Issue #388, opened 2026-05-21
Allow any channel user to interact


jonaaix:
**Problem**
It’s a bit inflexible that I have to define the allowed user names in the config. This means any user who joins the channel spontaneously can’t interact with the bot.

**Proposed solution**
Add option to allow all users in a channel to interact with the bot.

**Sidequest**

Yesterday I set up Slack for the first time, and I can (most of the time) interact with the bot, while the lib reports that I am not authorized. Looks like a bug

<img width="545" height="227" alt="Image" src="https://github.com/user-attachments/assets/7120d3c0-ebfa-45b8-b65d-87ee0065c174" />

roskee:
This is already possible. leave the allowed users list as empty and everyone in the channel will be allowed to interact with claude

anneschuth:
On the main request: this already works. Leave `allowedUsers` empty (or omit it) and every member of the channel can interact with the bot. The check is in `isUserAllowed` (`src/platform/base-client.ts`): an empty allowlist returns `true` for everyone. `SETUP_GUIDE.md` documents it too (`allowedUsers: []  # empty = allow everyone`). Thanks @roskee for pointing this out.

On the sidequest (the "not authorized" warning while interaction still worked): that was a real authorization bypass, not just a cosmetic warning. An unauthorized user could reach Claude through the resume path, which ran from persisted session state without an identity check. Fixed in #390, which makes authorization deny-by-default on every user-driven path that invokes Claude (`startSession`, `sendFollowUp`, `resumePausedSession`, and resume-from-reaction), all routed through one helper. Closing once that merges.

Issue #523, opened 2026-09-01
Offer: `!usage` — subscription quota windows, with `!usage all` across multiple CLAUDE_CONFIG_DIR profiles


kaza:
`!cost` answers "what did this session cost". The question that actually stops work is "how close is this seat to its limit, and which limit" — and there's no way to ask it from Slack today. On a box where several people share a bot, the person who hits the wall is usually not the person watching a terminal.

That gets worse with more than one profile. Claude Code isolates seats by `CLAUDE_CONFIG_DIR`, so anyone running work and personal seats — or a bot seat beside a human one — has several on one machine. Our agent box has four; my laptop has six. The only way to see them today is to open each one.

Concretely: a seat on our box had been unauthenticated for **two days** and nothing told us. We found it by building this.

## Proposal

- `!usage` — the quota windows for the profile this session runs under.
- `!usage all` — every Claude profile discoverable on the machine, one block each.

Same subcommand shape as `!worktree`. Default stays narrow; `all` is opt-in.

Output is the three windows Claude Code shows itself:

```
vvs (someone@example.com)
─────────────────────────
Current session
███░░░░░░░░░░░░░░░░░░░░░  11% used
Resets 11:19pm (UTC)

Current week (all models)
█░░░░░░░░░░░░░░░░░░░░░░░   2% used
Resets Sep 6 at 11:59pm (UTC)

Current week (Fable)
█░░░░░░░░░░░░░░░░░░░░░░░   1% used
Resets Sep 6 at 11:59pm (UTC)
```

## What we've already built and verified

Working on a branch, running against real seats on **macOS (Keychain, 5 profiles)** and **Linux (credentials file, 2 profiles)**. Not a sketch — but not a PR yet either, because the questions below are yours to answer first.

Things worth knowing before anyone implements this:

**⚠️ `weekly_scoped` is a separate bucket from `weekly_all`.** We measured a seat reading 62% overall that was simultaneously at 100% on its model-scoped weekly limit. Reporting only the headline number tells you that you have headroom when you have none, so the per-model row has to be visible.

**⚠️ Only `limits[]` has a dependable shape.** `GET https://api.anthropic.com/api/oauth/usage` also returns top-level `five_hour`/`seven_day` and a rotating cast of internal codename buckets (`tangelo`, `iguana_necktie`, `nimbus_quill`, …), mostly null. Reading those would rot. Both of these headers are required or it answers **429**, which reads like a rate limit and sends you looking in entirely the wrong place:

[...]

PR #538, opened 2026-09-05
fix: !stop makes a direct-channel-mode channel permanently deaf

### LINKED ISSUE #537: !stop makes a direct-channel-mode channel permanently deaf
### What happens

In direct channel mode, `!stop` makes the channel permanently unresponsive. Nothing can start a session in it again — not a message, not `!help`, not another `!stop`. Only deleting the persisted record or restarting recovers it.

Reproduced on demand, three times:

```
10:20  hi          → 👀, session starts, bot replies
10:21  !stop       → "🛑 Session cancelled by @almir"
10:21  !help       → nothing. No reply, no reaction, no log line.
10:21  hi          → 👀 … and nothing, forever
       ack this    → 👀 … and nothing
```

### Why

Two lookups disagree about what a persisted session is.

`registry.getPersistedByThreadId()` → `findByThreadIdAnyState()` returns soft-deleted records **on purpose**, so a plain reply can revive a session `cleanStale()` tombstoned at startup (there is a test for it: *"returns soft-deleted sessions too (reply-resume after restart)"*). That lookup is the gate into the paused-session branch in `message-handler.ts`.

`resumePausedSession()` resolves its state through `sessionStore.load()`, which **skips** records with `cleanedAt`.

So for a soft-deleted record:

| | says |
|---|---|
| the gate (`findByThreadIdAnyState`) | "a paused session lives here" → take the paused branch |
| the sink (`load()`) | "No persisted session found" → `return`, silently |

The paused branch has already claimed the message, so the new-session path never runs either. The thread is unreachable in both directions.

`!stop` on a paused thread calls `cancelPausedSession()` → `softDelete()`, which is what sets `cleanedAt`. In a normal thread you'd never notice: you'd open a new thread. In DCM **the channel is the session**, so there is no new thread to open — the channel is simply dead.

Worth noting the same failure mode is already documented in `session-store.ts`, in the DCM guard added to `cleanStale()`:

> *"Tombstoning one after a quiet hour makes the whole channel permanently unresponsive (every message dies on 'No persisted session found')."*

That guard closed one route in. `cancelPausedSession()` is a second one, and by the same reasoning the "reply-resume after restart" guarantee the any-state lookup exists for has never actually worked — the sink drops those records too.

### Second, smaller problem

The paused branch consumes **every** command except `!stop` in silence — no reply, no log:

```ts
const pausedParsed = parseCommand(content);
if (pausedParsed) {
  if (pausedParsed.command === 'stop') { /* … */ }
  // All commands in paused state are consumed (not passed as prompts)
  return;
}
```

`!help` needs no session at all, and it is the first thing anyone tries when a thread stops answering. So the one command that could have explained the situation was also the one guaranteed to say nothing — which makes a stuck thread look exactly like a bot that has gone deaf at the socket. That misdirection is most of why this took hours to find instead of one message.

### Environment

- claude-threads v1.32.1, Claude Code 2.1.258
- Slack, direct channel mode, dynamic channels (channel-as-task)
- Linux, bun

### Fix

PR #538 — the resume sink uses the same any-state lookup the gate uses and clears the tombstone it revives (after the #388 authorization gate, so a refused resume cannot launder a soft-deleted session back into the visible set); session-less commands answer in a paused thread instead of vanishing, and drops that remain are logged. Five regression tests, each verified red against the code before it.

kaza:
Fixes #537.

In direct channel mode, `!stop` made the channel permanently deaf. Nothing could start a session in it again — not a message, not `!help`, not another `!stop`.

### The bug

Two lookups disagreed about what a persisted session is.

`registry.getPersistedByThreadId()` → `findByThreadIdAnyState()` returns soft-deleted records **on purpose**, so a plain reply can revive a session `cleanStale()` tombstoned at startup (there's a test for it). That lookup is the gate into the paused-session branch.

`resumePausedSession()` resolved its state through `sessionStore.load()`, which **skips** records with `cleanedAt`.

So a soft-deleted record was claimed by the paused branch — which meant the new-session path never ran — and then dropped at the sink on `No persisted session found`. Unreachable in both directions.

`!stop` on a paused thread calls `cancelPausedSession()` → `softDelete()`, which is exactly what sets `cleanedAt`. In a normal thread you'd shrug and open a new one. In DCM **the channel is the session**, so there is no new thread to open.

The same failure mode is already documented in `session-store.ts`, in the DCM guard on `cleanStale()`:

> *"Tombstoning one after a quiet hour makes the whole channel permanently unresponsive (every message dies on 'No persisted session found')."*

That guard closed one route in. `cancelPausedSession()` is a second — and by the same reasoning, the reply-resume-after-restart guarantee the any-state lookup exists for has never actually worked, because the sink drops those records too. This PR is the fix at the sink, so both routes close at once.

### The change

**`resumePausedSession` uses the same any-state lookup the gate uses.** The local `findPersistedByThreadId` helper it used to call is removed; `findByThreadIdAnyState` carries the same platformId privacy boundary, so cross-platform scoping is unchanged (the existing collision test still covers it).

**It clears the tombstone it revives** — written back to the store, not just mutated on the object, so a restart before the next save can't put the thread back in the trap. The write-back sits *after* the #388 authorization gate: a refused resume must not launder a soft-deleted session into the visible set. There's a test for that specifically.

**Session-less commands answer in a paused thread.** The branch consumed every command except `!stop` in silence. `!help` needs no session and is the first thing anyone tries when a thread goes quiet, so the one command that could have explained the situation was guaranteed to say nothing — which makes a stuck thread look exactly like a bot gone deaf at the socket. Session-less commands now run through the executor's first-message mode; commands that genuinely need a live session are still refused, but the drop is logged rather than vanishing.

### Tests

Five regression tests, each verified red against the code before it:

- resumes a soft-deleted record instead of dropping the message
- clears the tombstone it resurrected
- writes the revived record back to the store, not just the object
- does not revive the tombstone for a refused user
- `!help` still answers in a paused thread; a session-only command is dropped but logged

`bun test src/` — 3309 pass, 0 fail. `tsc --noEmit` and eslint clean.

### How it was found

Reproduced on demand in a task channel:

```
hi        → 👀, session starts, bot replies
!stop     → "🛑 Session cancelled"
!help     → nothing. No reply, no reaction, no log line.
hi        → 👀 … and nothing, forever
```

### DIFF
--- a/src/message-handler.test.ts
+++ b/src/message-handler.test.ts
@@ -802,6 +802,86 @@ describe('handleMessage', () => {
       expect(session.cancelPausedSession).toHaveBeenCalledWith('thread1', 'test-platform');
     });
 
+    test('a stopped thread starts a FRESH session, it does not resume', async () => {
+      // The end-to-end shape of the bug, from the operator's side. After
+      // `!stop` the record is a 'stopped' tombstone, which the paused-session
+      // gate now hides — so the next message must reach the new-session path.
+      //
+      // Getting this wrong in either direction is bad: leave the record
+      // visible and the thread is trapped (the original bug); revive it and
+      // `!stop` silently undoes itself, resurrecting a conversation that has
+      // already been distilled into channel memory as ended.
+      (session.registry.getPersistedByThreadId as any).mockReturnValue(undefined);
+      (session.getPersistedSession as any).mockReturnValue(undefined);
+
+      const post: PlatformPost = {
+        id: 'post1',
+        platformId: 'test',
+        channelId: 'channel1',
+        userId: 'user1',
+        message: '@claude-bot pick this back up',
+        rootId: 'thread1',
+        createAt: Date.now(),
+      };
+      const user: PlatformUser = { id: 'user1', username: 'allowed-user', displayName: 'User' };
+
+      await handleMessage(client, session, post, user, options);
+
+      expect(session.resumePausedSession).not.toHaveBeenCalled();
+      expect(session.startSession).toHaveBeenCalled();
+    });
+
+    test('a bare !stop on a stopped thread is a no-op, not a new prompt', async () => {
+      // Once stopped tombstones route to the new-session path, `!stop` reaches
+      // it too. It is not `worksInFirstMessage`, so without the guard it falls
+      // through and starts a session whose opening prompt is the literal text
+      // "!stop" — a bot that answers a request to stop by starting.
+      (session.registry.getPersistedByThreadId as any).mockReturnValue(undefined);
+      (session.getPersistedSession as any).mockReturnValue(undefined);
+
+      const post: PlatformPost = {
+        id: 'post1',
+        platformId: 'test',
+        channelId: 'channel1',
+        userId: 'user1',
+        message: '@claude-bot !stop',
+        rootId: 'thread1',
+        createAt: Date.now(),
+      };
+      const user: PlatformUser = { id: 'user1', username: 'allowed-user', displayName: 'User' };
+
+      await handleMessage(client, session, post, user, options);
+
+      expect(session.startSession).not.toHaveBeenCalled();
+    });
+
+    test('a non-allowlisted user gets no commands in a paused thread', async () => {
+      // The paused branch must not become the one place an outsider can run
+      // first-message commands. `worksInFirstMessage` covers `!worktree list`
+      // and `!worktree switch`, which post repository branches and absolute
+      // paths, and several handlers never consult `ctx.isAllowed` themselves —
+      // so the refusal has to happen before the executor, exactly as the
+      // new-session path does it.
+      const post: PlatformPost = {
+        id: 'post1',
+        platformId: 'test',
+        channelId: 'channel1',
+        userId: 'user1',
+        message: '!help',
+        rootId: 'thread1',
+        createAt: Date.now(),
+      };
+      const outsider: PlatformUser = { id: 'u9', username: 'random-person', displayName: 'Nope' };
+
+      await handleMessage(client, session, post, outsider, options);
+
+      // `!help` is the mildest thing behind that gate and the easiest to
+      // observe; the same refusal is what keeps `!worktree list` and
+      // `!worktree switch` — which post branch names and absolute paths —
+      // from answering an outsider here.
+      expect(client.createPost).not.toHaveBeenCalled();
+    });
+
     test('!help still answers in a paused thread', async () => {
       // Regression: every command except !stop was consumed here in silence.
       // !help needs no session at all, and it is the first thing anyone tries
--- a/src/message-handler.test.ts
+++ b/src/message-handler.test.ts
@@ -906,6 +906,54 @@ describe('handleMessage', () => {
       expect(helpText).toContain('!stop');
     });
 
+    test('!worktree remove is dropped, not silently reported as done', async () => {
+      // `worksInFirstMessage` is not "needs no session". !worktree remove
+      // carries that flag and still calls active-session-only methods: routed
+      // through the first-message executor in a paused thread it finds no
+      // session, does nothing, and returns handled — succeeding at nothing,
+      // quietly, which is the exact shape of failure this branch exists to
+      // stop producing.
+      const post: PlatformPost = {
+        id: 'post1',
+        platformId: 'test',
+        channelId: 'channel1',
+        userId: 'user1',
+        message: '!worktree remove some-branch',
+        rootId: 'thread1',
+        createAt: Date.now(),
+      };
+      const user: PlatformUser = { id: 'user1', username: 'allowed-user', displayName: 'User' };
+
+      await handleMessage(client, session, post, user, options);
+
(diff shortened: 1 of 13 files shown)


kaza:
Flagging where this sits relative to #499 before you find it in the diff.

In #499 you wrote, choosing between two fixes: *"It's simpler than teaching the resume path to revive tombstones."* This PR does some of that second thing, so it deserves an explicit look rather than a quiet landing.

**What does not conflict** — most of it. The bug here is a different trigger: `!stop` tombstones through `cancelPausedSession()` → `softDelete()`, which #530's `cleanStale` exemption does not cover. The fix for that is the `EndReason` split plus hiding `stopped` tombstones from the paused-session gate, so the next message falls through to a **fresh session**. That is your instinct from #499 — a tombstoned record should not trap the thread — applied to the path #530 leaves open.

**What does conflict** — one half. `resumePausedSession` now uses the any-state lookup and revives `stale` tombstones. That is the "teach the resume path" design you passed on.

My reasoning for including it: `registry.getPersistedByThreadId()` already returns soft-deleted records deliberately (there is a test named for it — *"returns soft-deleted sessions too (reply-resume after restart)"*), and that gate **claims the message**. So a stale tombstone was routed into the paused branch and then dropped at the sink, meaning the reply-resume-after-restart guarantee that lookup exists for has never actually worked. The two lookups disagreeing is what makes a thread unreachable in both directions at once.

**Happy to cut it to your preference** — the alternative is to hide *every* tombstone from the gate, drop the sink change entirely, and let a stale record start a fresh session too. Smaller diff, resume path stays dumb, and the `!stop` bug is still fixed. The cost is the "send a new message to continue" promise on the timeout post, and deleting that named test.

Say which and I will reshape it — this is your call, not mine.

---

Also in here, both found by review rather than by me:

- **The reaction door.** `tryResumeFromReaction` finds its record by post id, so it never passes the gate. A stopped session keeps its `sessionStartPostId`, so its old posts still carry a live-looking 🔄 — `!stop` could be undone by reacting to any message from before it. Fixed at both doors.
- **`worksInFirstMessage` is not "needs no session".** `!worktree remove` / `cleanup` / `off` carry that flag and call active-session-only methods; dispatched in a paused thread they found nothing, did nothing, and returned `handled: true`. Replaced with an explicit list of the three commands that answer from something other than a session.

anneschuth (approved):
Verified in depth — this is excellent work, and the answer to the question you left us is: **keep the full shape, exactly as built.** The `EndReason` split is the right semantic line: `!stop` means the human ended the conversation (fresh session next, never a resurrection), while a stale sweep is the system's bookkeeping (revive, honoring the "send a new message to continue" promise on the timeout post). Your reasoning for teaching the sink the any-state lookup is correct — the reply-resume-after-restart guarantee that lookup exists for never actually worked, and we confirmed the old behavior was "deaf until the 3-day purge" for *any* tombstoned thread, not just DCM. The smaller alternative would have broken a promise the bot literally posts; no thanks needed for declining it.

What we verified independently (worktree of 79f66fb):
- **Authorization ordering** — the critical property. Lookup → `isRevivable` → platform resolution → the #388 gate → only then tombstone-clear + store write. We red-checked it by moving the revive block above the gate: exactly the refused-user test failed. A refused user cannot clear a tombstone, cause a store write, or learn the session exists.
- **Privacy boundary** — the sink passes `platformId` into the any-state lookup, and the delivery-side switch to composite-key lookup quietly fixes a latent first-match-across-platforms hole. Nice catch beyond the description.
- **Purge semantics** — revival deletes `cleanedAt` and hits disk before `resumeSession` runs, so a revived record can't be purged; still-stopped tombstones purge normally; a failed resume after write-back is retried, not a trap.
- **Reaction door** — red-checked: removing the stopped-tombstone check fails exactly the 🔄-resurrection test.
- Four independent red-checks all genuinely red; tsc/lint clean; **3318 pass / +16 tests** (your body says 3309/+5 — undercounting yourself this time, which is a first for the counter).
- Clean textual merge with #530 in either order.

Merging now. One small cleanup PR would tie off four leftovers, none blocking:
1. `PAUSED_SAFE_COMMANDS` lists `'usage'`, but no such command exists in the registry — `!usage` in a paused thread falls to the misleading "needs an active session" debug line. Remove the entry (or wire it up when #523's work lands).
2. The first ⚠️ paragraph in `mock-session-context.ts`'s comment says deriving the any-state scan from `load()` is "the one thing this mock must not do" — and the code then correctly does exactly that. Leftover from an earlier revision; delete the paragraph.
3. With this merged, #530's `cleanStale` DCM-skip comment ("channel goes permanently deaf") is no longer literally true — reword it to the lifecycle-policy rationale (DCM sessions don't idle out; the channel owns their lifetime).
4. The `isDcmThreadId` swap we asked to carry over from the #530 review (`session-store.ts`, the `startsWith('dcm:')` at the cleanStale skip).

One thought for that PR or later: a second `!stop` (or `!escape`) in a session-less thread is now a silent debug-only no-op where it used to answer — defensible for loop safety, but a rate-limited one-liner for authorized users would be kinder. Your call.

---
################
• **WHAT YOU ARE ASKED TO DO**
From the entries, report every line in which the string "posts" occurs.

• **FINAL ANSWER**
- **The reaction door.** `tryResumeFromReaction` finds its record by post id, so it never passes the gate. A stopped session keeps its `sessionStartPostId`, so its old posts still carry a live-looking 🔄 — `!stop` could be undone by reacting to any message from before it. Fixed at both doors.
Verified in depth — this is excellent work, and the answer to the question you left us is: **keep the full shape, exactly as built.** The `EndReason` split is the right semantic line: `!stop` means the human ended the conversation (fresh session next, never a resurrection), while a stale sweep is the system's bookkeeping (revive, honoring the "send a new message to continue" promise on the timeout post). Your reasoning for teaching the sink the any-state lookup is correct — the reply-resume-after-restart guarantee that lookup exists for never actually worked, and we confirmed the old behavior was "deaf until the 3-day purge" for *any* tombstoned thread, not just DCM. The smaller alternative would have broken a promise the bot literally posts; no thanks needed for declining it.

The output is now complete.